(Stored data)
════════════════════

Issue #222, opened 2018-06-16
tox support


sobolevn:
Hi, thanks for this awesome package. It look really promising.

Here's my problem: I am using `tox` and `pyproject.toml` for my library.
When trying to use them together that's what happens:

```
» tox
ERROR: No setup.py file found. The expected location is:
  /Users/sobolev/Documents/github/mimesis-factory/setup.py
You can
  1. Create one:
     https://packaging.python.org/tutorials/distributing-packages/#setup-py
  2. Configure tox to avoid running sdist:
     http://tox.readthedocs.io/en/latest/example/general.html#avoiding-expensive-sdist
```

What is the recommended solution for this workflow? 
The only thing that I do not want to do is returning to the old `setup.py`.

rcisterna:
Hi, I'm in the same situation here. It seems like this is a [tox issue](https://github.com/tox-dev/tox/issues/573), which depends on a [pip issue](https://github.com/pypa/pip/issues/5407).

I really hope that all this awesome tools implements **PEP-517** and **PEP-518** soon.

sdispater:
For now, you can use `poetry` with `tox` by using something similar to what I did in `pendulum`: https://github.com/sdispater/pendulum/blob/master/tox.ini

vberlier:
Thanks a heap I was just wondering how `tox` would work without any `setup.py`. Perfect timing!

valignatev:
If we'd think about `setup.py` as some kind of a lock file which you never generate by hand, maybe an option for `poetry lock` which generates `setup.py` might be helpful. Of course, it doesn't work for those who want to avoid storing `setup.py` in their repo. Just brainstorming here.

cs01:
@valignatev this was suggested in https://github.com/sdispater/poetry/issues/191

tadeoos:
I think it would be a good idea to add the pendulum example to FAQ (or start a wiki?)

tadeoos:
I think we can close this issue for now

sobolevn:
Yeap, #227 solves the problem. Thanks everyone!

mlissner:
For those arriving here, the solution mentioned in #227 is this link: https://python-poetry.org/docs/faq/#is-tox-supported

PR #227, opened 2018-06-17
Add info about tox to FAQ section

tadeoos:
This PR adds info about using tox with Poetry as discussed in #222.

There is no contributing guide so I am not sure if this should be merged to `master` or `develop` branch, but since other PRs are merging into master, I followed their lead.

### DIFF
--- a/docs/docs/faq.md
+++ b/docs/docs/faq.md
@@ -32,3 +32,22 @@ with the new major version of your dependency.
 
 For example instead of using `>=3.4` you should use `~3.4` which allows all versions `<4.0`.
 The `^` operator works very well with libraries following [semantic versioning](https://semver.org).
+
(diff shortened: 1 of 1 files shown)


tadeoos:
@sdispater I want to make sure that the info in FAQ is actually enough: I wonder if tox will be able to execute the `poetry` commands in venvs since it is not being installed anywhere explicitly...

sdispater:
As long as you have `poetry` installed on your system, you should be fine. That's why we have to specify `whitelist_externals = poetry` to tell `tox` to execute the `poetry` executable located outside the tox virtualenv.

tadeoos:
Great, thanks!

sdispater:
Looks good to me. Thanks!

════════════════════

* THE TASK
Each line from the one containing "For example instead" to the final line above should be written out exactly; please omit the others.

* RESULT OF THIS TASK
 For example instead of using `>=3.4` you should use `~3.4` which allows all versions `<4.0`.
 The `^` operator works very well with libraries following [semantic versioning](https://semver.org).
+
(diff shortened: 1 of 1 files shown)


tadeoos:
@sdispater I want to make sure that the info in FAQ is actually enough: I wonder if tox will be able to execute the `poetry` commands in venvs since it is not being installed anywhere explicitly...

sdispater:
As long as you have `poetry` installed on your system, you should be fine. That's why we have to specify `whitelist_externals = poetry` to tell `tox` to execute the `poetry` executable located outside the tox virtualenv.

tadeoos:
Great, thanks!

sdispater:
Looks good to me. Thanks!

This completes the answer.